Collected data
────────────────────────────────────────

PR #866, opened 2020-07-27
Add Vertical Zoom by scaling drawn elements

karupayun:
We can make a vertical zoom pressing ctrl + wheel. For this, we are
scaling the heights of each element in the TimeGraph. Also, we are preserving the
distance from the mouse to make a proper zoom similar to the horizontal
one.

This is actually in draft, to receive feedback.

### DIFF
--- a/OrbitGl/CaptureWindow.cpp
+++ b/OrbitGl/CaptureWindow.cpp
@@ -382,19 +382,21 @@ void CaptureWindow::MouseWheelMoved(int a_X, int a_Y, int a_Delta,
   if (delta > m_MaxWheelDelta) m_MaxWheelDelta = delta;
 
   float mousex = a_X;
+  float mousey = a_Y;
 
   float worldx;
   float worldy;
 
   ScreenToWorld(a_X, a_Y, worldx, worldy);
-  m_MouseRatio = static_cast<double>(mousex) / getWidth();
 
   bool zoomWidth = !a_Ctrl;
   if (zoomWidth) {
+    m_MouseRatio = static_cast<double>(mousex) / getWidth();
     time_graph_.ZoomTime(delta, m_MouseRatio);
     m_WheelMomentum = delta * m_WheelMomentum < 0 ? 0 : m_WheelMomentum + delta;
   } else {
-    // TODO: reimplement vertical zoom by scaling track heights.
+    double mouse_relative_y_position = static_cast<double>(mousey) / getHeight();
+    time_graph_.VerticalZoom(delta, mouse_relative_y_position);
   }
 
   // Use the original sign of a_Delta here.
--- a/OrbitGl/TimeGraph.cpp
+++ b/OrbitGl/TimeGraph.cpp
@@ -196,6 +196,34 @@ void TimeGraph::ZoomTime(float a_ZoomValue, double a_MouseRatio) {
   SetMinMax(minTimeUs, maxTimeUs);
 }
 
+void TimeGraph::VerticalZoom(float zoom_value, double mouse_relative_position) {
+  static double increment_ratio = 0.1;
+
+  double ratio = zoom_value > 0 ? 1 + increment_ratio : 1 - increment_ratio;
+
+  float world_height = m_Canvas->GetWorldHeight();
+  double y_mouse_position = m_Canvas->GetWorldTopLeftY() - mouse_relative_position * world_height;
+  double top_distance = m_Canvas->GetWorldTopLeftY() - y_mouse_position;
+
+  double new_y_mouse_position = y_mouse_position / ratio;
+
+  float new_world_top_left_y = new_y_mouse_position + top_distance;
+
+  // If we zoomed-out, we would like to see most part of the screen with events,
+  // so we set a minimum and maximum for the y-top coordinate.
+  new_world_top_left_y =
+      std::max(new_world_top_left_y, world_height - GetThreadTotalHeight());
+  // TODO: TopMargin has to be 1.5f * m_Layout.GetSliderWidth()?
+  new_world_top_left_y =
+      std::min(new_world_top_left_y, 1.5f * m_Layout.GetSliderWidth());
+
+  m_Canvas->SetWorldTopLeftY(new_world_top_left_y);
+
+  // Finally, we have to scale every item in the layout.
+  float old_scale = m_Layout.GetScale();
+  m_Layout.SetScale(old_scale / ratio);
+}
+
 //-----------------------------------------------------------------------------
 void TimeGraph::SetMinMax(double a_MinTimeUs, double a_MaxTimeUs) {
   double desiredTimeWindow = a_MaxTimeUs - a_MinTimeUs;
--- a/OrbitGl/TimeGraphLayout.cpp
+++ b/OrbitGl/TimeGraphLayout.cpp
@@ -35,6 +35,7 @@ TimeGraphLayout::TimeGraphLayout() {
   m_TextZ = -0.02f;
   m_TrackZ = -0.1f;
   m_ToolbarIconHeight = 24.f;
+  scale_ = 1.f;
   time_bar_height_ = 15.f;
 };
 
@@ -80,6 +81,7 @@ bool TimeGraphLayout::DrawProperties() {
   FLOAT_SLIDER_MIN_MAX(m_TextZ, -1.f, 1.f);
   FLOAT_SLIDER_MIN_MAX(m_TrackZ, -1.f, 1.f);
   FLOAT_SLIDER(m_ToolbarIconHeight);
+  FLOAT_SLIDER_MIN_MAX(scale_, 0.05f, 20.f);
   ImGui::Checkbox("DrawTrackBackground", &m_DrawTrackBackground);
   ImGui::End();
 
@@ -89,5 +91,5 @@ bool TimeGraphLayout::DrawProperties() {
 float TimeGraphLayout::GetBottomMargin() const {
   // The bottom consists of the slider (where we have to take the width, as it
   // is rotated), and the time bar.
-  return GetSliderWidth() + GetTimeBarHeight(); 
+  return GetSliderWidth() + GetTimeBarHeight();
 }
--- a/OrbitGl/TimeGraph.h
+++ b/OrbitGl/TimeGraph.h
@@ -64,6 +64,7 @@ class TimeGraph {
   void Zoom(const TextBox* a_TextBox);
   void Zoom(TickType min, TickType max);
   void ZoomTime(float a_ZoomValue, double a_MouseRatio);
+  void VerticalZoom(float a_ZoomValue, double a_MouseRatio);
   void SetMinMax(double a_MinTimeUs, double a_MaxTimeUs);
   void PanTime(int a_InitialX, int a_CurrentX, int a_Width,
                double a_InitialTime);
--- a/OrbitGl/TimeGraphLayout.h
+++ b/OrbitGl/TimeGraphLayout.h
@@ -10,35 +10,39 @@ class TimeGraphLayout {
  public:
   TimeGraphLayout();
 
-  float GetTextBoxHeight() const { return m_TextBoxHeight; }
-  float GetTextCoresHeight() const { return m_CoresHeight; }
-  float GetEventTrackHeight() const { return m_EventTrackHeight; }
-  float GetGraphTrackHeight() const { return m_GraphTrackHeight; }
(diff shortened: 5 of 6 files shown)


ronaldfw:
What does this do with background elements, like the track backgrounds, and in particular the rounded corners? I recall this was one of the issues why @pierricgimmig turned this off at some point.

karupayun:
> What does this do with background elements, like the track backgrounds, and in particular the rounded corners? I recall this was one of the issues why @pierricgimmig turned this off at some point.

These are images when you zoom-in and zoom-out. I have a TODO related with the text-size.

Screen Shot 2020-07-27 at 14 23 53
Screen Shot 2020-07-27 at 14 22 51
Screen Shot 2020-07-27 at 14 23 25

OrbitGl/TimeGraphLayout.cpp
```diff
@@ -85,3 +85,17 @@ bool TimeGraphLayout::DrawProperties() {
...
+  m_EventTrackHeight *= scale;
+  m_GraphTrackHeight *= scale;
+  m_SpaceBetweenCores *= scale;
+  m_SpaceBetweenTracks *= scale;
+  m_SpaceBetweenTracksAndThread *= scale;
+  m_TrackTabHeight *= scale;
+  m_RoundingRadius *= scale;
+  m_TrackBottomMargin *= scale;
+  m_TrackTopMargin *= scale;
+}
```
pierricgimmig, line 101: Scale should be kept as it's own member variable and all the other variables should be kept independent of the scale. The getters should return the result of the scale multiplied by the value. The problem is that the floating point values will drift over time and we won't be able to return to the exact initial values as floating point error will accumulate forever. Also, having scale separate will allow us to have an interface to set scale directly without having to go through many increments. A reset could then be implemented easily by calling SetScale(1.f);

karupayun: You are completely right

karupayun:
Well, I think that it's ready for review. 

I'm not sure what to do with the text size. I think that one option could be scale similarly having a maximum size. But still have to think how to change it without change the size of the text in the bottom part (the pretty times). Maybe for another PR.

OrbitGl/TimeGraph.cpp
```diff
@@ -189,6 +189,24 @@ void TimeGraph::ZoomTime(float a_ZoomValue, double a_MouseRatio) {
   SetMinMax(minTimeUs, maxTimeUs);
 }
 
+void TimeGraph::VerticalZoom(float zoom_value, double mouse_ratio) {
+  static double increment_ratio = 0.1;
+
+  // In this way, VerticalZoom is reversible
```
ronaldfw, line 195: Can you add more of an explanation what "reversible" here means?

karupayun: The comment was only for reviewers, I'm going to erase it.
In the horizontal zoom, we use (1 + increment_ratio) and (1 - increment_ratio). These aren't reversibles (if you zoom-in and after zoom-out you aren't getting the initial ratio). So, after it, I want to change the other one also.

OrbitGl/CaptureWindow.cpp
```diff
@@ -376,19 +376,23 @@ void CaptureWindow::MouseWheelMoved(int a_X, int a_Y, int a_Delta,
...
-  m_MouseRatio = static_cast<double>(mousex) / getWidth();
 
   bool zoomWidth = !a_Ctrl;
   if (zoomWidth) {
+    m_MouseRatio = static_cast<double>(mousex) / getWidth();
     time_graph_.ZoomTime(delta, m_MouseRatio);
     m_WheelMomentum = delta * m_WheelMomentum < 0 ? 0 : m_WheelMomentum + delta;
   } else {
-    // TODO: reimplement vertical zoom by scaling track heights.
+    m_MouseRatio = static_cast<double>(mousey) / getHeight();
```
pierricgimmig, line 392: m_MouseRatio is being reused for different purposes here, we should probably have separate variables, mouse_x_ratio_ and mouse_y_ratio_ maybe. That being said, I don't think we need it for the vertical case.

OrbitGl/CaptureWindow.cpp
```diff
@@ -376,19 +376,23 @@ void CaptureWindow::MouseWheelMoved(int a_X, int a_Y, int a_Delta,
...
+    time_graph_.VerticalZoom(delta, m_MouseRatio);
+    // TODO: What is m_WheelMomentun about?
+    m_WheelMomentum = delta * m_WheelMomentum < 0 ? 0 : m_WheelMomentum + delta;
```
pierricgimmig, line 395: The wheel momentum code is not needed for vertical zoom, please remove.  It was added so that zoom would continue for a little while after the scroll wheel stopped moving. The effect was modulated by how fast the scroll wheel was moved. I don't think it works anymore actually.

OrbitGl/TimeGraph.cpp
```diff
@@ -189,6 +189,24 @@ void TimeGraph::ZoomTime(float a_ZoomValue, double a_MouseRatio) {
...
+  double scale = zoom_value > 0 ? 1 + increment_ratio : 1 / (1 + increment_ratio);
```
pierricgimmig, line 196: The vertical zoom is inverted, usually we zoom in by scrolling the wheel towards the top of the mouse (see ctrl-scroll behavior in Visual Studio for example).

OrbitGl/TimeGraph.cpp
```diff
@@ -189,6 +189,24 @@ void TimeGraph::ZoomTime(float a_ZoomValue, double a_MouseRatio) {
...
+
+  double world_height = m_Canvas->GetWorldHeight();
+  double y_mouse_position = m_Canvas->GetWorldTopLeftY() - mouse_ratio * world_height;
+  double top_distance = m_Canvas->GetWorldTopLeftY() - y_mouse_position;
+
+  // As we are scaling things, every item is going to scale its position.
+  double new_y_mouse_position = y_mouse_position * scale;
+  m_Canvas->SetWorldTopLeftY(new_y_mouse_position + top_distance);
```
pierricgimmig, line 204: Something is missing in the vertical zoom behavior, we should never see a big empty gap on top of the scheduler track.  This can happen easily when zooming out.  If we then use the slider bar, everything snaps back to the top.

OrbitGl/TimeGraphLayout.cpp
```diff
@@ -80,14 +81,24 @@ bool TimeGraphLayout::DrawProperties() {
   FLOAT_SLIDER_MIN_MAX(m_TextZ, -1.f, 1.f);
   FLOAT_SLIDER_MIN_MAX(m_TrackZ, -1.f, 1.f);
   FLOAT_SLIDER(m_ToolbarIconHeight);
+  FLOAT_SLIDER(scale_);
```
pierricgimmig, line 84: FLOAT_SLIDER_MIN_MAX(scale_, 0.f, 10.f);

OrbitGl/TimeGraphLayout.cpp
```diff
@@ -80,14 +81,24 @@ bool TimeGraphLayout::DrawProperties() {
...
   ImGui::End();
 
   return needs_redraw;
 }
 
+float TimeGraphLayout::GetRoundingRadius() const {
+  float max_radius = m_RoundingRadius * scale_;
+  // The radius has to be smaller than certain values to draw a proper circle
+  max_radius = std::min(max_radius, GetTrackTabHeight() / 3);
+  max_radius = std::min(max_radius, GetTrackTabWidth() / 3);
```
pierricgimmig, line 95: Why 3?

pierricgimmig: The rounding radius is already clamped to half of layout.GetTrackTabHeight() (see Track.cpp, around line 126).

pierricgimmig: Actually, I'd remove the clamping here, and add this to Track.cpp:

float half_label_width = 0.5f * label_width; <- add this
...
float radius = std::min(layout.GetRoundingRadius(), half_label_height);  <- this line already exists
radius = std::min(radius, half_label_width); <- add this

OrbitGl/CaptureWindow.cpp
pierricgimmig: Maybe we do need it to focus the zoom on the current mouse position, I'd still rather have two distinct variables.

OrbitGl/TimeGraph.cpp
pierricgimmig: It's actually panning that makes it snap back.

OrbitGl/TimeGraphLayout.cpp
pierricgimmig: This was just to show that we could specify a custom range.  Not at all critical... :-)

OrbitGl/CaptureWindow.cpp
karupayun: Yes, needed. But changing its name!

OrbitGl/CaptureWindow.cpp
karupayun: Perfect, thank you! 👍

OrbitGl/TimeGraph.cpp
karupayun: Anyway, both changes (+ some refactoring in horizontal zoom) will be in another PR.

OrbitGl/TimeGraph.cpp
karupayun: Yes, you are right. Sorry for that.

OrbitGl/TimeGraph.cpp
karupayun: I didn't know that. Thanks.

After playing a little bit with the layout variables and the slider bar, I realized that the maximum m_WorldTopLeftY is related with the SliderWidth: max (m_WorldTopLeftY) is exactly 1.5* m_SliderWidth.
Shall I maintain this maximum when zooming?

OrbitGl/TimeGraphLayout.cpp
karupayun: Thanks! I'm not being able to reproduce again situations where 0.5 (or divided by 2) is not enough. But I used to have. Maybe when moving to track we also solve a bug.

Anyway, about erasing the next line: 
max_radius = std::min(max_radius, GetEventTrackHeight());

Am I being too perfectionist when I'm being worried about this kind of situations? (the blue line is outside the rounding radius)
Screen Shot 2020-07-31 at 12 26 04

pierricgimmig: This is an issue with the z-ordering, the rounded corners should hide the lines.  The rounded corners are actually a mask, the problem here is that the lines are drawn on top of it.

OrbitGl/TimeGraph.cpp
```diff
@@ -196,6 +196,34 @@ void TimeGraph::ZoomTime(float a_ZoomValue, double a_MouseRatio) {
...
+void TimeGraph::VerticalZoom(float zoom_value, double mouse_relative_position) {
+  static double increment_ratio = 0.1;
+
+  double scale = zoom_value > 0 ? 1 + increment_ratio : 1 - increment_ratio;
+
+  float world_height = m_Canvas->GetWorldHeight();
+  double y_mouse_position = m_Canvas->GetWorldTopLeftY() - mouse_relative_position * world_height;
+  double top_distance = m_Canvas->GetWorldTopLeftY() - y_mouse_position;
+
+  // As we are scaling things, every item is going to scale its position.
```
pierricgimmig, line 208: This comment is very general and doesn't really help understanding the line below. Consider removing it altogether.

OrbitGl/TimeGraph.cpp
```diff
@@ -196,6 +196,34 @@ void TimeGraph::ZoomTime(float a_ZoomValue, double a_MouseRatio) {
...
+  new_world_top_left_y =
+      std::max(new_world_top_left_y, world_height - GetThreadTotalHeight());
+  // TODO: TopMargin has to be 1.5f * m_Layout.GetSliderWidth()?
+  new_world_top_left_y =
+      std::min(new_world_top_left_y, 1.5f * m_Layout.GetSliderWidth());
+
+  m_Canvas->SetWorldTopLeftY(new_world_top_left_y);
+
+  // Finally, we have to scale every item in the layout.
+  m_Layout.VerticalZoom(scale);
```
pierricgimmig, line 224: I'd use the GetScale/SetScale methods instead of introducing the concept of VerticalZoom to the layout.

────────────────────────────────────────

Show the lines of the records that contain the word "getHeight".

_ANSWER FOR THIS EXERCISE:_
+    double mouse_relative_y_position = static_cast<double>(mousey) / getHeight();
+    m_MouseRatio = static_cast<double>(mousey) / getHeight();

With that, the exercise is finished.